On May 7, 2015, Internap Corporation (the “Company”) announced the resignation of J. Eric Cooney from his positions as President and Chief Executive Officer effective as of May 8, 2015. Mr. Cooney also has resigned as a director of the Company effective May 8, 2015.

Mr. Cooney will receive the benefits previously disclosed and provided in his offer letter (Exhibit 10.1 to the Company’s Current Report on Form 8-K, filed with the Securities and Exchange Commission on February 2, 2009) and joinder agreement (Exhibit 10.2 to the Company’s Current Report on Form 8-K, filed with the Securities and Exchange Commission on February 2, 2009) pursuant to the Company’s Employment Security Plan (Exhibit 10.13 to the Company’s Annual Report on Form 10-K, filed with the Securities and Exchange Commission on February 21, 2013).

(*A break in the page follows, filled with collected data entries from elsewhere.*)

PR #2767, opened 2025-06-28
fix wrong spawn error on macos

Stevo-S:
Fix an issue where the wrong error was being raise on MacOS
when Process.spawn was called on a file without execute permissions
or a directory instead of a file.


seven1m (approved):

Stevo-S:
> Maybe (as a future work) we could add an optional argument to raise_errno,
> I kind of dislike the assignment to errno

Agreed. Definitely feels a little weird to have to do it.

Stevo-S:
I guess this is good to merge @seven1m?

PR #2771, opened 2025-07-03
Remove cast from EncodingObject::encode

herwinw:
This was casting the const property away. Instead, just use the numeric value and preserve the constness.


herwinw:
Tyring to get it to compile with `-Wold-style-cast`, but we have a long way to go.

PR #2772, opened 2025-07-03
Use perfect forwarding for StringObject::create

herwinw:
This removes all the specialized implementations of `StringObject::create` with a generic one that just forwards the arguments to the actual private constructors. We can do the same thing with all other classes that have these create factory methods.

Small caveat: perfect forwarding is not perfect. The callers that use a stack allocated array don't work, these have been converted into calls using `TM::String::create_and_take_ownership` which removes a memcpy too.

### DIFF
--- a/include/natalie/string_object.hpp
+++ b/include/natalie/string_object.hpp
@@ -39,89 +39,10 @@ public:
         Invalid,
     };
 
-    static StringObject *create(ClassObject *klass) {
+    template <typename... Args>
+    static StringObject *create(Args &&...args) {
         std::lock_guard<std::recursive_mutex> lock(g_gc_recursive_mutex);
-        return new StringObject(klass);
-    }
-
-    static StringObject *create() {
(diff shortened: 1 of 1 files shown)


seven1m (commented):
Well ain't that fancy!

Does the template programming slow down compilation at all? I do worry that using template programming seems to be slower (at compile time), at least with gcc.

rolandpj1968:
> Well ain't that fancy!
> 
> Does the template programming slow down compilation at all? I do worry that using template programming seems to be slower (at compile time), at least with gcc.

This is an interesting question when running at -O3. Legend has it that -O2 is a better balance of compilation time vs perf.

But no inlining? Dunno what clang and gcc actually do nowadays.

I'm actually surprised that member fields can be forward-referenced in header files. My C++ foo is a bit rusty.

In any case we could definitely factor some of the instruction->c++ generation in order to cut parsing at least.

seven1m (approved):

PR #2781, opened 2025-07-10
Precompute the length of a string when calling the _s operator

TheGrizzlyDev:
so that there isn't any need to later compute the string's length.


TheGrizzlyDev:
> Looks great, just need the formatting fixed. Thanks!

Thanks! The failure in the formatting job does not look related to formatting though. Any clues what's up with it? Or else I can find some time to debug it later

TheGrizzlyDev:
thanks @seven1m , the autoformatter really wasn't having it ahhahah

PR #2798, opened 2025-07-25
Fix memory leak in socket.cpp

seven1m:


lib/socket.cpp
```diff
@@ -533,9 +533,11 @@ Value BasicSocket_getsockopt(Env *env, Value self, Args &&args, Block *block) {
 
     socklen_t len = 1024;
     auto buf = new char[len];
+    Defer delete_buf([&buf]() { delete[] buf; });
     auto result = getsockopt(self.as_io()->fileno(), level, optname, buf, &len);
     if (result == -1)
         env->raise_errno();
+    delete_buf.disable();
     String str { std::move(buf), len };
```
herwinw, line 541: An alternative solution could be:
```c++
auto result = getsockopt(self.as_io()->fileno(), level, optname, buf, &len);
String str { std::move(buf), len };
if (result == -1)
    env->raise_errno();
```
That way we transfer the ownership before the error statement and we don't need the temporary Defer-object that must be disabled again.

The other ones depend on a length from a read operation, so those would be something like:
```c++
const auto length = read(...)
String str {std::move(buf), bufsize };
if (length < 0) env->raise(....)
str.resize(length);
```

But I feel it would be better to have a read ownership object around that `buf` instead of just using a plain `new[]`

seven1m: I got a read buffer overflow from ASan trying this. I will try again later.

PR #2799, opened 2025-07-26
Add TM::MemBuffer class

herwinw:
This is an early draft for a generic solution for the issues shown in #2798. I still need to add some member functions for things like accessing and resizing.

The central mechanic is probably this cryptic looking method:
```c++
operator T *() &&;
```
The trailing `&&` makes this work only if the object is used as an rvalue. This should make it possible to create a String like this:
```c++
TM::MemBuffer<char> buf { 5 };
// read into the membuffer, at this moment it's still missing an accessor to the memory
TM::String str { std::move(buf), 5 };
```

### DIFF
--- a/ext/tm/include/tm/mem_buffer.hpp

Due to Mr. Cooney's resignation as a director, Mr. Cooney will not be up for election as a director at the Company’s 2015 annual meeting of stockholders and no vote with respect to the election of him as a director will occur at the meeting. The Board of Directors has set the authorized number of directors of the Company at six directors and does not intend to nominate a substitute nominee for election as a director at the 2015 annual meeting of stockholders.

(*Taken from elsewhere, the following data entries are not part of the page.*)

PR #2804, opened 2025-07-27
Don't execute block in TCPServer#initialize

herwinw:
Even though it did print the generic "does not take a block. use open instead" error, the block was still executed. Even worse, any exception raised in the block is caught and ignored, so the code in the spec with `{ raise }` did actually raise the exception in the block, but we never saw that.


herwinw:
Fixing bugs by throwing code away, that's still my favourite way of fixing bugs :sweat_smile:

seven1m (approved):

PR #2805, opened 2025-07-28
Add IPv6 support to TCPSocket.gethostbyname

herwinw:
By removing the call to gethostbyname(3) and forwarding it to Addrinfo.getaddrinfo instead. This is what MRI does too, shown by the exception you get when calling this method with an unknown hostname.

The function gethostbyname(3) has been removed from POSIX.1-2008, the fact that this still worked is very much by accident.

### DIFF
--- a/lib/socket.cpp
+++ b/lib/socket.cpp
@@ -1743,37 +1743,6 @@ Value TCPSocket_initialize(Env *env, Value self, Args &&args, Block *block) {
     return self;
 }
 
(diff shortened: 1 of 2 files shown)


herwinw:
I just tried running the socket specs with the NATFIXME line in `spec/library/socket/fixtures/classes.rb` enabled again, this was the first one that generated issues. There are probably going to come more changes like this.

PR #2812, opened 2025-08-04
Import specs for Regexp#source

herwinw:


herwinw:
(This was just an import of a missing spec, with one NATFIXME marker added because that one fails (for reasons outside of the method under test), I merged this one without a review, since a review doesn't add anything in this case).

PR #2826, opened 2025-08-24
fix strftime with %z  on MacOS

Stevo-S:
Fix strftime on MacOS when the %z conversion specification is included in the format string.

On MacOS, the `tm_gmtoff` member of the `time` struct is ignored by `strftime(3)` which uses the curent set timezone of the machine regardless of the value.

To fix this issue, on MacOS, the `build_string` member function is updated to convert the  value of the `tm_gmtoff` member of the `time` to a timezone representation and update the `TZ` environment variable accordingly.

The original `TZ` value is restored once `strftime(3)` has been called.

A lock is employed to make the process of reading/updating the environment variable thread safe.

### DIFF
--- a/spec/shared/time/strftime_for_time.rb
+++ b/spec/shared/time/strftime_for_time.rb
@@ -121,27 +121,19 @@ describe :strftime_time, shared: true do
     end
 
     it "formats a local time with positive UTC offset as '+HHMM'" do
-      NATFIXME 'fails on MacOS', condition: RUBY_PLATFORM.include?('darwin'), exception: SpecFailedException do
-        @new_time_in_zone["CET", 1, 2005].strftime("%z").should == "+0100"
-      end
+      @new_time_in_zone["CET", 1, 2005].strftime("%z").should == "+0100"
     end
 
     it "formats a local time with negative UTC offset as '-HHMM'" do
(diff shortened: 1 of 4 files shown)


spec/shared/time/strftime_for_time.rb
```diff
@@ -121,27 +121,19 @@
...
-        @new_time_in_zone["PST", -8, 2005].strftime("%z").should == "-0800"
-      end
+      @new_time_in_zone["PST", -8, 2005].strftime("%z").should == "-0800"
     end
 
     it "formats a time with fixed positive offset as '+HHMM'" do
-      NATFIXME 'fails on MacOS', condition: RUBY_PLATFORM.include?('darwin'), exception: SpecFailedException do
-        @new_time_with_offset[2012, 1, 1, 0, 0, 0, 3660].strftime("%z").should == "+0101"
-      end
+      @new_time_with_offset[2012, 1, 1, 0, 0, 0, 3660].strftime("%z").should == "+0101"
```
Stevo-S, line 132: I'm not 100% sure that this test was not already fixed by a previous change and just
needed to not be skipped.

Stevo-S: Brilliant!

I can rest assured that the change captures, exactly, all the fixed issues.

Thanks for the clarification.

PR #2834, opened 2025-11-29
Fix build+CI for MacOS

herwinw:


herwinw:
Let's see if this fixes the build issues on macos

herwinw:
It fixes the build, but now we're having issues with Bundler.

seven1m (approved):

PR #970, opened 2017-02-28
Always supply a user.ip_address value

mattrobenolt:
When applicable, we should try and pass along the X-Forwarded-For
value from the client as REMOTE_ADDR. There is no security implications
here and only yields more accurate data in Sentry itself. It's not as
common for a user to mutate their own REMOTE_ADDR, so we should try to
do the right thing and fetch XFF when present instead.

It's an explicitly decision to mutate REMOTE_ADDR inside of the `env`
rather than the `user` interface because right now, the Sentry server is
taking the liberty of filling in the user.ip_address from the
env.REMOTE_ADDR already when it exists, so it only makes sense to just
pass along the more expected behavior.

This has come up a number of times in support and from users.

### DIFF
--- a/tests/contrib/flask/tests.py
+++ b/tests/contrib/flask/tests.py
@@ -313,7 +313,7 @@ class FlaskLoginTest(BaseTest):
 
     def test_user(self):
         self.client.get('/login/')
-        self.client.get('/an-error/')
+        self.client.get('/an-error/', environ_overrides={'REMOTE_ADDR': '127.0.0.1'})
         event = self.raven.events.pop(0)
         assert event['message'] == 'ValueError: hello world'
         assert 'request' in event
--- a/tests/contrib/flask/tests.py
+++ b/tests/contrib/flask/tests.py
@@ -59,7 +59,7 @@ def create_app(ignore_exceptions=None, debug=False, **config):
     def capture_exception():
         try:
             raise ValueError('Boom')
-        except:
+        except Exception:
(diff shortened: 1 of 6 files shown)


tests/contrib/flask/tests.py
```diff
@@ -45,7 +45,7 @@ def an_error():
     def capture_exception():
         try:
             raise ValueError('Boom')
-        except:
+        except Exception:
```
mattrobenolt: Linter yelled about this.

dcramer:
@nateberkopec do you remember what we did in raven-ruby for this?

dcramer:
Also if we do this we should update client-dev docs to suggest this

fletom:
thanks @mattrobenolt!

this will make our error data much more useful - it'll align our frontend (raven.js) user IPs with our API (raven-python) user IPs even though we're behind both CloudFront and Heroku

fletom:
@mattrobenolt @dcramer any updates on this? it's a very important feature for us

nateberkopec:
@dcramer here you go: https://github.com/getsentry/raven-ruby/blob/master/lib/raven/utils/real_ip.rb

if-fi:
HI, @mattrobenolt @dcramer I'd like to ask if you are planning to merge this PR soon?

mitsuhiko:
@ashwoods we should merge this after fixing the tests.

PR #977, opened 2017-03-02
No longer provide form data for Flask. Fixes #457

### LINKED ISSUE #457: Prevents access to request raw data in Flask
This all seems to be a bit of a mess, but if you want to access the raw request data in Flask regardless of the content type (I can't control the client), you need to call

```
 request.get_data()
```

and you need to do this before accessing request.data or request.form, because both of these will call get_data() in such a way that the stream will be exhausted, parsed into the form dict, and the raw data is never cached.

This doesn't seem documented except in the comments: https://github.com/mitsuhiko/werkzeug/blob/master/werkzeug/wrappers.py#L440

Should the sentry extension call request.get_data() first to make sure the raw data is cached before using request.form?

mitsuhiko:
I think this feature does not make much sense, particularly because we badly
trim down the form data on the server anyways for security and size reasons.

### DIFF
--- a/CHANGES
+++ b/CHANGES
@@ -1,3 +1,8 @@
+Version 6.1.0
+-------------
+
+* No longer provide form data for Flask (#457)
+
 Version 6.0.0
 -------------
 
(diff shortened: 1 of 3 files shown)


mitsuhiko:
@dcramer there are some ways to do it but it is not a stable API in Flask. Ideally we could access the cache value in case it has been pulled in before.

mitsuhiko:
Makes we wonder what we do in Django. That should in theory have the same issue.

On May 7, 2015, the Company announced the appointment of Michael A. Ruffolo as President and Chief Executive Officer, effective May 11, 2015 (the “Commencement Date”).

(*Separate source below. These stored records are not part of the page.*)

PR #978, opened 2017-03-09
Add sample_rate configuration

dcramer:


docs/advanced.rst
```diff
@@ -175,6 +175,16 @@ The following are valid arguments which may be passed to the Raven client:
...
 
+.. describe:: sample_rate
+
+    The sampling factor to apply to events. A value of 0.00 will deny sending
+    any events, and a value of 1.00 will send 100% of events.
+
+    .. code-block:: python
+
+        # send 50% of events
+        sample_rate = 5.0
```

Mr. Ruffolo, age 53, has served on the Company’s Board of Directors since 2010. Mr. Ruffolo previously served as Chief Executive Officer and President of Crossbeam Systems, Inc., a network security platform provider from 2010 to 2012. From 2004 to 2010, Mr. Ruffolo served as Chairman and Chief Executive Officer of Liquid Machines, Inc., a provider of enterprise rights management solutions. Mr. Ruffolo served as Executive Vice President and Chief Operating Officer of Akamai Technologies, Inc. from 2001 until 2004. From 2000 to 2001, Mr. Ruffolo served as Executive Vice President of Global Sales, Services and Marketing of EMC Corporation. From 1998 to 1999, Mr. Ruffolo served as President of the Document Solutions Group at Xerox Corporation. From 1988 to 1998, Mr. Ruffolo served in various capacities at NCR Corporation, a global technology company, including Vice President and Chief Information Officer from 1996 to 1998. Mr. Ruffolo is executive chairman of the board of directors of Edgeware and serves as a director of a private company. Mr. Ruffolo served as a director of Pomeroy IT Solutions, Inc. from 2007 to 2009. Mr. Ruffolo holds an M.B.A. from Harvard Graduate School of Business Administration and a B.S. from the University of Dayton. Mr. Ruffolo also has post graduate education in advanced management from the European Institute of International Business in Fountainebleau, France.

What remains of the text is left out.